Шрифт:
Валовой национальный продукт к 1933 году упал вдвое по сравнению с уровнем 1929 года. Расходы на строительство новых заводов и оборудования практически остановились. В 1933 году предприятия инвестировали всего 3 миллиарда долларов по сравнению с 24 миллиардами долларов в 1929 году. Некоторые отрасли, конечно, были фактически защищены от депрессии; например, производители обуви и сигарет пережили лишь незначительный спад. Однако другие отрасли, зависящие от дискреционных расходов, практически вышли из бизнеса. В 1933 году с конвейеров сошло лишь на треть больше автомобилей, чем в 1929 году, и этот спад привел к соразмерному сокращению производства в других отраслях тяжелой промышленности. Производство чугуна и стали сократилось на 60 процентов по сравнению с уровнем, существовавшим до краха.

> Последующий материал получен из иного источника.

PR #1473, opened 2026-05-05
purge `hardware_average` and `classify` from `Parameters` Class

### LINKED ISSUE #1418: Remove `Parameters.hardware_average` and replace it with protocol-specific uncertainty flags
The current flag exposes a hardware-level acquisition detail that users should not need to think about. Instead, qibocal should choose the most efficient acquisition strategy automatically. 

For many protocols, especially 2D acquisitions, downloading shot-level data only to estimate uncertainties is unnecessary overhead. In those cases, a user-facing `hardware_average` option is misleading and should not exist.

For protocols where uncertainties are useful, mainly some 1D acquisitions, we should expose a flag with user-facing meaning, such as `download_shots_for_uncertainties`. This makes clear what the user achieves through their choice. The fact that it is slower should be mentioned in the docs, but choosing the right name for the flag (such as maybe the suggested one) will also imply this tradeoff.

RoyStegeman:
closes https://github.com/qiboteam/qibocal/issues/1418

These flags could always be provided as input but were ignored in all protocols except qubit spectroscopy. There is no point in exposing them to the user since the acquisition type and averaging mode should be fixed depending on the protocol. 

SINGLESHOT -> CYCLIC for qubit spectroscopy will be done in a separate PR

### DIFF
--- a/src/qibocal/protocols/qubit_spectroscopies/qubit_spectroscopy.py
+++ b/src/qibocal/protocols/qubit_spectroscopies/qubit_spectroscopy.py
@@ -3,7 +3,14 @@ from dataclasses import dataclass, field
 from typing import Optional
 
 import numpy as np
-from qibolab import Delay, Parameter, PulseSequence, Sweeper
+from qibolab import (
+    AcquisitionType,
+    AveragingMode,
+    Delay,
+    Parameter,
+    PulseSequence,
+    Sweeper,
+)
 from qibolab._core.components import IqChannel
 
 from qibocal.auto.operation import Parameters, QubitId, Results, Routine
@@ -44,8 +51,6 @@ class QubitSpectroscopyParameters(Parameters):
     """Drive pulse duration [ns]. Same for all qubits."""
     drive_amplitude: Optional[float] = None
     """Drive pulse amplitude (optional). Same for all qubits."""
-    hardware_average: bool = True
-    """By default hardware average will be performed."""
 
 
 @dataclass
@@ -174,7 +179,10 @@ def _acquisition(
             [sequence],
             [sweepers],
             updates=batch_updates,
-            **params.execution_parameters,
+            averaging_mode=AveragingMode.SINGLESHOT,
+            acquisition_type=AcquisitionType.INTEGRATION,
+            nshots=params.nshots,
+            relaxation_time=params.relaxation_time,
         )
 
         # Collect results from this batch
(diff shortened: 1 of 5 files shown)


src/qibocal/protocols/qubit_spectroscopies/qubit_spectroscopy.py
```diff
@@ -174,7 +179,10 @@ def _acquisition(
             [sequence],
             [sweepers],
             updates=batch_updates,
-            **params.execution_parameters,
+            averaging_mode=AveragingMode.SINGLESHOT,
```
alecandido: The default value for `hardware_average` was already `True` here. Why do you want to shift it to `SINGLESHOT` in this PR?

lballerio (approved):
not any big comment on that, so `execution_parameters` is only used in qubit spectroscopies?

src/qibocal/protocols/qubit_spectroscopies/qubit_spectroscopy_ef.py
```diff
@@ -130,7 +137,10 @@ def _acquisition(
             }
             for q in targets
         ],
-        **params.execution_parameters,
+        averaging_mode=AveragingMode.SINGLESHOT,
```
alecandido: This was not `hardware_average = True`, but having to choose one, I would follow the more popular qubit spectroscopy, since this is seldom used anyhow (and you would expect to behave in the same way).

alecandido (changes requested):

src/qibocal/protocols/qubit_spectroscopies/qubit_spectroscopy.py
RoyStegeman: Because the resonator protols still have the functionality to handle SINGLESHOT, which has to be removed. This just serves as a reminder that work is needed (which will be done first thing after this is merged).

src/qibocal/protocols/qubit_spectroscopies/qubit_spectroscopy_ef.py
RoyStegeman: The reasoning is the same as the other case

alecandido (approved):

scarrazza (approved):
Thanks @RoyStegeman, please remove `execution_parameters` and `classify` from the docs: https://github.com/qiboteam/qibocal/blob/7f6fa4984c59af202ce131bd9773543f291d1b6d/doc/source/conf.py#L41

PR #1476, opened 2026-05-07
flipping: CYLIC + refactoring

### LINKED ISSUE #1478: Make flipping use CYCLIC

RoyStegeman:
remove the unroling flag (always do unrolling now) and use CYCLIC. Also some refactoring to make it more developer- and user-friendly.

### DIFF
--- a/src/qibocal/protocols/flipping.py
+++ b/src/qibocal/protocols/flipping.py
@@ -70,6 +70,22 @@ class FlippingParameters(Parameters):
     rx90: bool = False
     """Calibration of native pi pulse, if true calibrates pi/2 pulse"""
 
+    def __post_init__(self):
+        if not isinstance(self.nflips_max, int):
+            raise TypeError(
+                f"nflips_max must be int, got {type(self.nflips_max).__name__}"
+            )
+        if not isinstance(self.nflips_step, int):
+            raise TypeError(
+                f"nflips_step must be int, got {type(self.nflips_step).__name__}"
+            )
+        if not isinstance(self.rx90, bool):
+            raise TypeError(f"rx90 must be boolean, got {type(self.rx90).__name__}")
+        if self.nflips_max <= 0:
+            raise ValueError("nflips_max must be greater than 0.")
+        if self.nflips_step <= 0:
+            raise ValueError("nflips_step must be greater than 0.")
+
 
 @dataclass
 class FlippingResults(Results):
@@ -128,10 +144,8 @@ def _acquisition(
         resonator_type=platform.resonator_type,
         delta_amplitude=params.delta_amplitude,
         pulse_amplitudes={
-            qubit: (
-                platform.natives.single_qubit[qubit].RX90()
-                if params.rx90
-                else platform.natives.single_qubit[qubit].RX()
+            qubit: getattr(
+                platform.natives.single_qubit[qubit], "RX90" if params.rx90 else "RX"
             )[0][1].amplitude
             for qubit in targets
         },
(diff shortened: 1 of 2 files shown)


src/qibocal/protocols/flipping.py
```diff
@@ -170,30 +161,26 @@ def _acquisition(
...
-            ]
-            if params.unrolling:
-                result = results[ro_pulse.id]
-            else:
-                result = results[i][ro_pulse.id]
-            prob = probability(result, state=1)
+            acq_channel = platform.qubits[qubit].acquisition
+            ro_pulses = list(sequence.channel(acq_channel))
+            if not ro_pulses:
+                continue  # Skip if no acquisition pulse found
```
alecandido: Here you should rather `assert`, not silently skip. Isn't it?

RoyStegeman: You're correct

src/qibocal/protocols/flipping.py
```diff
@@ -167,33 +164,33 @@ def _acquisition(
...
+        sequences,
+        acquisition_type=AcquisitionType.DISCRIMINATION,
+        averaging_mode=AveragingMode.CYCLIC,
+        nshots=params.nshots,
+        relaxation_time=params.relaxation_time,
+    )
 
-    for i in range(len(sequences)):
+    for idx, sequence in enumerate(sequences):
+        flips = flips_sweep[idx]
```
alecandido:
```suggestion
    for flips, sequence in zip(flips_sweep, sequences):
```

src/qibocal/protocols/flipping.py
```diff
@@ -66,14 +65,27 @@ class FlippingParameters(Parameters):
...
+        if not isinstance(self.nflips_step, int):
+            raise TypeError(
+                f"nflips_step must be int, got {type(self.nflips_step).__name__}"
+            )
+        if not isinstance(self.rx90, bool):
+            raise TypeError(f"rx90 must be boolean, got {type(self.rx90).__name__}")
+        if self.nflips_max <= 0:
+            raise ValueError("nflips_max must be greater than 0.")
+        if self.nflips_step <= 0:
+            raise ValueError("nflips_step must be greater than 0.")
```
alecandido, line 87: > [!NOTE]
> We are still using `dataclasses`, so this is a suggestion for later.
> Possibly the next PR, when turning to Pydantic :P

I would check whether with Pydantic there is a better way to raise user-friendly errors.

As a start, I already know that the type errors are coming for free (from validation), and the minima/maxima can also be enforced in the type.
So, in this instance, it would be just a matter of formatting, if we care about that.

src/qibocal/protocols/flipping.py
```diff
@@ -167,33 +164,33 @@ def _acquisition(
...
-            ]
-            if params.unrolling:
-                result = results[ro_pulse.id]
-            else:
-                result = results[i][ro_pulse.id]
-            prob = probability(result, state=1)
+            acq_channel = platform.qubits[qubit].acquisition
+            assert acq_channel is not None
+            acq_channel_pulses = list(sequence.channel(acq_channel))
+            ro_pulse = acq_channel_pulses[-1]  # Last pulse is Readout
```
alecandido: In principle, you could assert even that, if you feel it to be relevant information. Of course, it is not necessary for the way the `ro_pulse` variable is subsequently used.

alecandido (approved):
Minor suggestions, but it looks good.

Thanks!

src/qibocal/protocols/flipping.py
RoyStegeman: I thought about this, but since these errors are user-facing and not just for developers I think (at least the default) pydantic errors are not so nice. I didn't check if there is a way to make them more user friendly.

alecandido: The good thing of Pydantic errors is that they contain all the required information: the traceback, and the details about what is missing where.
For as long as we care about the traceback, then I would keep those as the default.

If instead we want to make a more friendly UI, than I would catch these errors at some point, avoid even the traceback, and just tell the user what's wrong with his input, based on Pydantic's exception (i.e. reformat, print, and exit).
However, we have to make sure to isolate this at an external enough level, and give the option to circumvent it: if not in an interactive environment, tracebacks are well appreciated. And so are verbose Pydantic messages.

scarrazza (approved):

PR #1481, opened 2026-05-07
Investigate Ramsey phase and amplitude origin

alecandido:
<p align="center">
image
</p>


alecandido:
This notebook is not really "production ready". But there is not even any pressure for it to be. Consequently, the PR may survive for long, with no development.

However, I find the notebook rather useful. Both for the explanation itself, but also to quickly experiment with Ramsey-like protocols - or even with more general Bloch-sphere evolution. For as long as they are piecewise constant rotations.

At this point, there may be some value in just merging it.

scarrazza (approved):

RoyStegeman (approved):
Since it's in the `dev/` directory it doesn't have to be production level, and it being useful for development is enough reason to keep it.

PR #1489, opened 2026-05-11
Refactor `standard_rb_sweeper`

sorewachigauyo:
In line with PR https://github.com/qiboteam/qibocal/pull/1393, to refactor `standard_rb_sweeper` in using the new RB API and cyclic acquisition (since the results have to be averaged anyway).

Test results on QPU
[rb-test.tar.gz](https://github.com/user-attachments/files/27582200/rb-test.tar.gz)

### DIFF
--- a/src/qibocal/protocols/randomized_benchmarking/standard_rb_sweeper.py
+++ b/src/qibocal/protocols/randomized_benchmarking/standard_rb_sweeper.py
@@ -1,6 +1,5 @@
-from collections import defaultdict
-
 import numpy as np
+from qibo.backends import NumpyBackend
 from qibo.gates import U3, Unitary
 from qibo.transpiler.unitary_decompositions import u3_decomposition
 from qibolab import (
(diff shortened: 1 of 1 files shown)


alecandido (commented):
To me, it seems just fine. But since @RoyStegeman took care of the RB rewriting, I asked him to take a look at the modifications, since mostly related to the rewriting itself.

RoyStegeman (approved):
Thanks, this seems fine to me. Nice that it only takes 4 minutes for these statistics

src/qibocal/protocols/randomized_benchmarking/standard_rb_sweeper.py
```diff
@@ -66,8 +57,12 @@ def _acquisition(
         RBData: The depths, samples and ground state probability of each experiment in the scan.
     """
 
-    data, backend = setup(params, platform, single_qubit=True)
-    rb_gen = RB_Generator(params.seed)
+    rb_gen = RBGenerator(params.seed)
+    npulses_per_clifford = 2
+    data = setup_data(
+        params, npulses_per_clifford=npulses_per_clifford, single_qubit=True
+    )
```
scarrazza, line 64: The value `npulses_per_clifford = 2` is hardcoded within the _acquisition function. If this value needs to change for different hardware or RB variations, it requires a code change rather than a parameter update.
```suggestion
    data = setup_data(
        params, npulses_per_clifford=getattr(params, 'npulses_per_clifford', 2), single_qubit=True
    )
```

scarrazza (approved):

PR #220, opened 2024-03-13
Set Zip to true by default on config updates

thafryer:
The Configuration Eyebrow shows on initial install. That's us telling the user to fix something out of the box that we can resolve for them. This does that.


andrewortwein (approved):
🤐👍🏻

PR #222, opened 2024-03-15
Normalize `configDir` before comparing

ghengeveld:
The configured `./ui/.storybook` was considered different than the suggested `ui/.storybook` value for `storybookConfigDir`, causing the addon to suggest an update. These values aren't actually different when normalized, so an update needn't be suggested. This fixes that by normalizing the suggested value before comparing to the configured value.


yannbf (approved):

andrewortwein (commented):
Good fix 👍🏻

PR #223, opened 2024-03-18
Fix dramatic layout bug during onboarding

MichaelArestad:
When we updated the Text component, our tests didn't catch this one. If you check `?path=/story/screens-onboarding--baseline-saved` on a wide viewport, you'll see it no longer wraps. The Text component was changed from `block` to `inline-block` allowing it to wrap in certain situations. I added a `boolean` `block` prop to Text allowing me to set it as a block. We could probably tackle this with Row, but Row came with a bunch of styles that would need to be overridden.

Производители станков сократили выпуск продукции почти на две трети. Жилищное и промышленное строительство сократилось до менее чем одной пятой от объемов, существовавших до начала депрессии. Это сокращение охватило лесопилки, сталелитейные заводы и заводы по производству бытовой техники, лишив работы тысячи лесорубов, фрезеровщиков, листопрокатчиков, инженеров, архитекторов, плотников, сантехников, кровельщиков, штукатуров, маляров и электриков. В 1933 году по улицам каждого американского города текли безмолвные косяки безработных.
Нигде депрессия не ударила так жестоко, как в американской сельской местности. Доходы американских ферм упали с 6 миллиардов долларов в и без того скудном для фермеров 1929 году до 2 миллиардов долларов в 1932-м. Чистая выручка от урожая пшеницы в одном из округов Оклахомы снизилась с 1,2 миллиона долларов в 1931 году до всего лишь 7000 долларов в 1933-м. Жалкий доход на душу населения в Миссисипи, составлявший 239 долларов в 1929 году, упал до 117 долларов в 1933 году.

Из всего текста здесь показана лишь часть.